-- MATERIALS PROVIDED follows --

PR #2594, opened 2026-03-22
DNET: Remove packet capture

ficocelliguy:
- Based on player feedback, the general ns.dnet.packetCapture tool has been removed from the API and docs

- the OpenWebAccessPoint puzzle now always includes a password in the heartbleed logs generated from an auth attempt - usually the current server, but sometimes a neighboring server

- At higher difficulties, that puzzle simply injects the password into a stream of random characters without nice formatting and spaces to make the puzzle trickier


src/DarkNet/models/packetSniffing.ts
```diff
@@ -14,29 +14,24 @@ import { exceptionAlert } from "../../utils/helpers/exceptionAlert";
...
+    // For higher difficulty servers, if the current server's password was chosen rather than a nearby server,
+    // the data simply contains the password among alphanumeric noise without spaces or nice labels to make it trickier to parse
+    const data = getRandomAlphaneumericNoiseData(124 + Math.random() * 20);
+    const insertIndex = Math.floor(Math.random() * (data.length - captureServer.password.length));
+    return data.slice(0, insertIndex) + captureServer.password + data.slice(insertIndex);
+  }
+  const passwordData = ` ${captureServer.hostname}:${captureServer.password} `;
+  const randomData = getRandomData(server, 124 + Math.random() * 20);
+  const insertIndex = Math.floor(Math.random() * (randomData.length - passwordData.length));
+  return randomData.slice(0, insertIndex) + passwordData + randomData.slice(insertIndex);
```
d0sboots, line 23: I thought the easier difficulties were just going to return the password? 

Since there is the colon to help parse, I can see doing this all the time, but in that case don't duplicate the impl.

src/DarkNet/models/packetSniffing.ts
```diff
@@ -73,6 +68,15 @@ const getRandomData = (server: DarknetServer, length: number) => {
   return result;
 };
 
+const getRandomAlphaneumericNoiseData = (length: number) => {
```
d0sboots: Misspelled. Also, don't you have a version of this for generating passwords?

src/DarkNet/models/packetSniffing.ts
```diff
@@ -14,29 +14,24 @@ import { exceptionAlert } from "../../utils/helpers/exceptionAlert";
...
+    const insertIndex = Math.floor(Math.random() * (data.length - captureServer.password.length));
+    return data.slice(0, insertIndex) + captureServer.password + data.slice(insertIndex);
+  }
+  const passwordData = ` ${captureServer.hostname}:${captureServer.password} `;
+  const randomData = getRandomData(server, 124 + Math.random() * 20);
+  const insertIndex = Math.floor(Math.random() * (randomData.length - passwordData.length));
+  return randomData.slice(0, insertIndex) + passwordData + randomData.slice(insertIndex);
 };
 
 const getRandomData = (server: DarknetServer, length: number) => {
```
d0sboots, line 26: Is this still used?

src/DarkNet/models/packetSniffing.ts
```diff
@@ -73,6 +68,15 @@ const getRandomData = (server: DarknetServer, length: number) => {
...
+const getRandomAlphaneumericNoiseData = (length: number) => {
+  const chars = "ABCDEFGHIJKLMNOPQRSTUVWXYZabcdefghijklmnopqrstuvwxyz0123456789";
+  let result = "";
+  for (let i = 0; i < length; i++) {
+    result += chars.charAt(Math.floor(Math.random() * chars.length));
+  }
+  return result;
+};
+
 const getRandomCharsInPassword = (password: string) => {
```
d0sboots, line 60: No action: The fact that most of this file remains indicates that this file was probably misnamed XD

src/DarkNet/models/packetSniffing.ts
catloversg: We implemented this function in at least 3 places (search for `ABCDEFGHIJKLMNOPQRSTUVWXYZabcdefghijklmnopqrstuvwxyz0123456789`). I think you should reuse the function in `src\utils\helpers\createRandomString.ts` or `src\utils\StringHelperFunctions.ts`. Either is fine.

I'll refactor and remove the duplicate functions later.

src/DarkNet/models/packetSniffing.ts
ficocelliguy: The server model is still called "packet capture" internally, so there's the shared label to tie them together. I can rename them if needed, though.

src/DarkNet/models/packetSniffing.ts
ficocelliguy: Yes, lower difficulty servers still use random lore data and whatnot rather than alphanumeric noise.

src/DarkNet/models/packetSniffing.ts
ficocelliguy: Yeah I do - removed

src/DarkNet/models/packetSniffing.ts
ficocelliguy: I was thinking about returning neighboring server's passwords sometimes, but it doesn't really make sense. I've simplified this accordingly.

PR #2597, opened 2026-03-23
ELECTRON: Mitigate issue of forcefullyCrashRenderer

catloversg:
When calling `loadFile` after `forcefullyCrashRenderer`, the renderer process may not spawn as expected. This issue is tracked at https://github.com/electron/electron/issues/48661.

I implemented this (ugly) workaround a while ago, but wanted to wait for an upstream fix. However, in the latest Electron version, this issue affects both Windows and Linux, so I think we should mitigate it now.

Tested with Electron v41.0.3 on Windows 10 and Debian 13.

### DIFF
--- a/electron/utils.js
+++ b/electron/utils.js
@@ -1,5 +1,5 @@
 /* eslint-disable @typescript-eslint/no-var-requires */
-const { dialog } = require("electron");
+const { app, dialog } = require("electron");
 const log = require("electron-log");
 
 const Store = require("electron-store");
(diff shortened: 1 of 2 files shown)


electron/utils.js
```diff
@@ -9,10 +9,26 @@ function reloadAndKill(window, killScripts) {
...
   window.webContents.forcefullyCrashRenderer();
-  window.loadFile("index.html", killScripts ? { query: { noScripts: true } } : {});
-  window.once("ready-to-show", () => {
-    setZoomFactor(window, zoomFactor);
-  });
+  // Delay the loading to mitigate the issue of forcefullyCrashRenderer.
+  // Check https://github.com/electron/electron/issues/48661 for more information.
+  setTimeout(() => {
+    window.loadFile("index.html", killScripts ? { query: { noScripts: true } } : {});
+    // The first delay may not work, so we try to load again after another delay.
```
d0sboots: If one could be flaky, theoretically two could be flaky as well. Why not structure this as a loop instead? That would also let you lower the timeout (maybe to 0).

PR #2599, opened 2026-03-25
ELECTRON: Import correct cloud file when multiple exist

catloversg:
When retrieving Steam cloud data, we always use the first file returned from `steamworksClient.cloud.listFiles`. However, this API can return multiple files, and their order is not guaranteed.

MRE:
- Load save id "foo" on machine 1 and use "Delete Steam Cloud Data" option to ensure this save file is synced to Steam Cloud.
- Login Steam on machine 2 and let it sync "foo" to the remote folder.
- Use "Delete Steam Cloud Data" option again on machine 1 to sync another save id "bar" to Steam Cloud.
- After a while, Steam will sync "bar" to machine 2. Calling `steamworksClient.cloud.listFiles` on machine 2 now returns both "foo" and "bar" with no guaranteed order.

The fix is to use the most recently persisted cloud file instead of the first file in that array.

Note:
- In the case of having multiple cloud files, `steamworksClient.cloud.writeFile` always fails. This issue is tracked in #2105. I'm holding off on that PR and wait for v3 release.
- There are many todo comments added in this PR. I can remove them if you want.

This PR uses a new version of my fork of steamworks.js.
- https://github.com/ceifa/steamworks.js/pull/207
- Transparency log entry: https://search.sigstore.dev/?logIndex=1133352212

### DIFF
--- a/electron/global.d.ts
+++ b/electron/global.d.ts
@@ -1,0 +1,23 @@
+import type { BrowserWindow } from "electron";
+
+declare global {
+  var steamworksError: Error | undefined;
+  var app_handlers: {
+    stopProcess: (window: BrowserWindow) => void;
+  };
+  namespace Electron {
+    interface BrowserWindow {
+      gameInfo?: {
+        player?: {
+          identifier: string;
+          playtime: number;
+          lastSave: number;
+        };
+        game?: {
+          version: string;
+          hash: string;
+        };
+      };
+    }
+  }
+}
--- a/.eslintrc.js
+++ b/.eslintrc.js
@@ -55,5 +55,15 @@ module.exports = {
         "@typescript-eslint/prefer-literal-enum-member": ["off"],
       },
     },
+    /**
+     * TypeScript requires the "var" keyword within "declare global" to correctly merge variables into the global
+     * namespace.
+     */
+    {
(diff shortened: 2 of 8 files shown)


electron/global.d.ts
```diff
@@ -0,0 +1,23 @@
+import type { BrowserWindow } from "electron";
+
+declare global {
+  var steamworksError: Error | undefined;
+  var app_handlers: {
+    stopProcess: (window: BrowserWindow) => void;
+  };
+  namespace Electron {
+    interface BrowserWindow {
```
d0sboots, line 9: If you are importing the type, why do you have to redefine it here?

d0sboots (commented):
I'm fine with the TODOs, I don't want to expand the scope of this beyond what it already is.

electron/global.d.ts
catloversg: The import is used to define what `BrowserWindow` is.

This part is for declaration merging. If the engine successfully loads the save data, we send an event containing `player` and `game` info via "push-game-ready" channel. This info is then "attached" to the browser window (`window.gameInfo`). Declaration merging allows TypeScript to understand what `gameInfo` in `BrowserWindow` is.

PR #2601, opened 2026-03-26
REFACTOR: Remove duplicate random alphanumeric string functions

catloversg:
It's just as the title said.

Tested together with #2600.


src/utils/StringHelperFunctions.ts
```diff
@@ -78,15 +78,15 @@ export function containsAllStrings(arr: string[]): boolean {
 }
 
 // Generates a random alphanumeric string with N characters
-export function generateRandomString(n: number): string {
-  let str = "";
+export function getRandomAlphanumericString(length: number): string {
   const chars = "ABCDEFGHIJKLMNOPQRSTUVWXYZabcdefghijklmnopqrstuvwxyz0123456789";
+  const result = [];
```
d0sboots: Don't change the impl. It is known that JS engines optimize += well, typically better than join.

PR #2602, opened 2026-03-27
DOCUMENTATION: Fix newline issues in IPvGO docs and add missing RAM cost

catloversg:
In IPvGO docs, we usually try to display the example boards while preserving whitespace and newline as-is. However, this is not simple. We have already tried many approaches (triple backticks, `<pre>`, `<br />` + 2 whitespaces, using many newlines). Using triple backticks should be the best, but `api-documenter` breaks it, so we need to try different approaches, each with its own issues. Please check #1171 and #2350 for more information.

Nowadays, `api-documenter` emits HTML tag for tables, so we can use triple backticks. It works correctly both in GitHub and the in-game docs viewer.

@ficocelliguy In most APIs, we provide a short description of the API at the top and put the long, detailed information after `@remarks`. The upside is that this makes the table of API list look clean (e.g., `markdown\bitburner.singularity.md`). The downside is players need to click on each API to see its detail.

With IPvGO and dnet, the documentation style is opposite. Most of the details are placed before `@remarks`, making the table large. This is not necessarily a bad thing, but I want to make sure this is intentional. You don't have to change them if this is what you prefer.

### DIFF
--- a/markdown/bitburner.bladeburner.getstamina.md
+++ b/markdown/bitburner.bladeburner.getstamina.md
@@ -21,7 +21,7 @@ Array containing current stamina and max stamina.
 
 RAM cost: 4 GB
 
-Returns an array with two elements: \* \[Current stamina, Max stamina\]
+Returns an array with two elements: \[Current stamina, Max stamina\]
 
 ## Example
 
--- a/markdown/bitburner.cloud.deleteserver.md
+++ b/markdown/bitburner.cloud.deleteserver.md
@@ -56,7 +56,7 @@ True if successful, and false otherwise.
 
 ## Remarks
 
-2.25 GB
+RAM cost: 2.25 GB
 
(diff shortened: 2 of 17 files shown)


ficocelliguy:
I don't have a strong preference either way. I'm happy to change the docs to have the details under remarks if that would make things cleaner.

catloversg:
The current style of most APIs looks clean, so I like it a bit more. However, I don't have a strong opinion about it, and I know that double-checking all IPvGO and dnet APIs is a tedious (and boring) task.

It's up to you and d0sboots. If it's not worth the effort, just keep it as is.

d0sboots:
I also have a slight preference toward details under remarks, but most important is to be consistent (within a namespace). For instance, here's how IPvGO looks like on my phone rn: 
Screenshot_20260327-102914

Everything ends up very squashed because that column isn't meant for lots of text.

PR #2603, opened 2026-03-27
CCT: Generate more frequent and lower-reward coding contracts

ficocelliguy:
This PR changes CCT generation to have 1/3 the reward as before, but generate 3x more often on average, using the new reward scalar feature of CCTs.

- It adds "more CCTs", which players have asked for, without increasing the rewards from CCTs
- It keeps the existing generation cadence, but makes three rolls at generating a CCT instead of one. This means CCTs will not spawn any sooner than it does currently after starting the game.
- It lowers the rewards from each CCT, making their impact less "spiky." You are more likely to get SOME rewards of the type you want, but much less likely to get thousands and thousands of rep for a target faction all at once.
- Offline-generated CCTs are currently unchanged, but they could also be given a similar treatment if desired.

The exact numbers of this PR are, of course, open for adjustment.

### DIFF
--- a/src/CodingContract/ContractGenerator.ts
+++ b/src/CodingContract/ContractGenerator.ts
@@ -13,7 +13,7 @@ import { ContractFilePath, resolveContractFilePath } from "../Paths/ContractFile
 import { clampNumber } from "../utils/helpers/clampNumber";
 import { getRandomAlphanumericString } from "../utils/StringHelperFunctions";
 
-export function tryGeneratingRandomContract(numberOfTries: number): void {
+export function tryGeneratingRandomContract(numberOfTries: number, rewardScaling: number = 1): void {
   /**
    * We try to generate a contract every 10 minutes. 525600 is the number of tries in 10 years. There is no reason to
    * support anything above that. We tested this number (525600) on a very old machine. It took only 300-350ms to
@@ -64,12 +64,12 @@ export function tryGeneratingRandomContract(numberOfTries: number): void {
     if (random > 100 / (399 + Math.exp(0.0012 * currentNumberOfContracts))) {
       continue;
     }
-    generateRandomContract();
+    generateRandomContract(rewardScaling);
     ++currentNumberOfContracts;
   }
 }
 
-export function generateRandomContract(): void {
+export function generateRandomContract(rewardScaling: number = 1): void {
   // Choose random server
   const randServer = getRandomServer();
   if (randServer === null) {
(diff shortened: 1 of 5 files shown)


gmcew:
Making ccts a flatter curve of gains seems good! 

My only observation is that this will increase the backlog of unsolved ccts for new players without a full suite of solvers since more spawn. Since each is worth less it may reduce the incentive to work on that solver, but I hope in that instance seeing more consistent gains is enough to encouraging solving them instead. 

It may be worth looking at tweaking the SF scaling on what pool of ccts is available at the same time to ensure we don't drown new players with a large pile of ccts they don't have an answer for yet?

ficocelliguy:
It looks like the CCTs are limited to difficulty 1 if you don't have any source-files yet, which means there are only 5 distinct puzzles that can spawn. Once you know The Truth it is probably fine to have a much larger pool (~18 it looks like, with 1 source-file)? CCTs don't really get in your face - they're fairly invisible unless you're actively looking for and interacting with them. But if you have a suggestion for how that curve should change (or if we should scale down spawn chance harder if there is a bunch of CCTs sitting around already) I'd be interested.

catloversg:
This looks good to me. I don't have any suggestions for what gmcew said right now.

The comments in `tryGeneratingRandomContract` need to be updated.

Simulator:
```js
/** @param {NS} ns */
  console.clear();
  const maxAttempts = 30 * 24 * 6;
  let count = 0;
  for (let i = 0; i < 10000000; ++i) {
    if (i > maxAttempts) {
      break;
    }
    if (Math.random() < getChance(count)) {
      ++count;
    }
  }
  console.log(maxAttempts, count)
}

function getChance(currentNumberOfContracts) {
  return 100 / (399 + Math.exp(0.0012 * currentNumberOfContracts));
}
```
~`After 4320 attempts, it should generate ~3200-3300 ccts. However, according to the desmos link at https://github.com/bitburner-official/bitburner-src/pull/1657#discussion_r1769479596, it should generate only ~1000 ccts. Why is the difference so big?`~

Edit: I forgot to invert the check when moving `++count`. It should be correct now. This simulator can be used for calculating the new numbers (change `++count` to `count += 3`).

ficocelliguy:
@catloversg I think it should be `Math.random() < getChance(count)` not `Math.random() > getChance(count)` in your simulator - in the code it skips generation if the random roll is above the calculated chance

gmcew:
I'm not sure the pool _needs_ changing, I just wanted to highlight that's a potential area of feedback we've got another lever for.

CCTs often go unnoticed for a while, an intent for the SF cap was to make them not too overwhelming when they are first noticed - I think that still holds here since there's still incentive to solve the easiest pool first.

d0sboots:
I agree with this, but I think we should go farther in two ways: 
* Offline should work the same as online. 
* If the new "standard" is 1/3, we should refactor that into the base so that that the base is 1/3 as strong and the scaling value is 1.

-- MATERIALS PROVIDED concluded --

▸ **WORK TO BE COMPLETED**
Report every line of the data above that contains the string "rather" by copying it in full.

▸ **RESPONSE TO THE EXERCISE**
+    // For higher difficulty servers, if the current server's password was chosen rather than a nearby server,
ficocelliguy: Yes, lower difficulty servers still use random lore data and whatnot rather than alphanumeric noise.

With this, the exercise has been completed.